» What the task asks
Out of all the lines below, count those with the word "zbraniecki". Give the number only.
──────── Source material ────────
PR #527, opened 2021-03-28
Separate FluentNumber/Datetime opts when used in DATETIME/NUMBER, fix #526

### LINKED ISSUE #526: Don't pass Intl.DatetimeFormatOptions to NUMBER and vice versa
I tracked the current behavior down to #410, where we pass the options tied to a `FluentNumber` to `DATETIME`. and those tied to a `FluentDateTime` to `NUMBER`

That doesn't sound like a good idea, and TypeScript started to tell me while trying to update.

Pike:
The FluentType opts are not compatible between dates and numbers, don't pass one to the formatter of the other.

As I mentioned in #526, this is compatible with what gecko does for fluent-rs, AFAICT.

### DIFF
--- a/fluent-bundle/src/builtins.ts
+++ b/fluent-bundle/src/builtins.ts
@@ -80,9 +80,15 @@ export function NUMBER(
     return new FluentNone(`NUMBER(${arg.valueOf()})`);
   }
 
-  if (arg instanceof FluentNumber || arg instanceof FluentDateTime) {
+  if (arg instanceof FluentNumber) {
     return new FluentNumber(arg.valueOf(), {
       ...arg.opts,
+      ...values(opts, NUMBER_ALLOWED)
+    });
+  }
+
+  if (arg instanceof FluentDateTime) {
+    return new FluentNumber(arg.valueOf(), {
       ...values(opts, NUMBER_ALLOWED)
     });
   }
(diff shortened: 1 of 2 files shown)


fluent-bundle/src/builtins.ts
```diff
@@ -80,13 +80,19 @@ export function NUMBER(
...
       ...arg.opts,
       ...values(opts, NUMBER_ALLOWED)
     });
   }
 
+  if (arg instanceof FluentDateTime) {
+    return new FluentNumber(arg.valueOf(), {
+      ...values(opts, NUMBER_ALLOWED)
+    });
+  }
```
zbraniecki, line 94: `question`: Seems like Gecko doesn't handle that conversion. Do you think it's useful to add or is it something TypeScript specific?

zbraniecki (approved):
lgtm!

fluent-bundle/src/builtins.ts
Pike: TBH, I don't remember if we were intentional about this.

If you pass a datetime to `NUMBER`, you can either do an error or recover by formatting the date as number. I guess in js land, `Number(new Date())` works by design. Also compatible with what `Intl.NumberFormat` does.

Not sure if there are actually good-Fluent arguments for this, though.

PR #528, opened 2021-03-28
Update TypeScript and typedoc

Pike:
For #524, I'll want new TypeScript features, so updating TypeScript.
The new TypeScript requires a new typedoc. Which removed the setup we used to generated the docs (--mode=file) because it was duh.
Now the docs are actually for the exposed symbols of the module.

I've staged the generated documentation for this on https://pike.github.io/fluent.js/. The index.html is fake. The actual changes are in https://github.com/Pike/fluent.js/commit/1847d1b5c1a57cb5f403480f2fab6f75e31cb5e7, but that's big.

I reviewed each module, and I think the changes are good. The biggest difference was in `langneg`, where `filterMatches` dropped from the docs. I wasn't comfortable about that, so I added it to the module exports.

TechDebt is beautiful.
────────
» Exercise output
2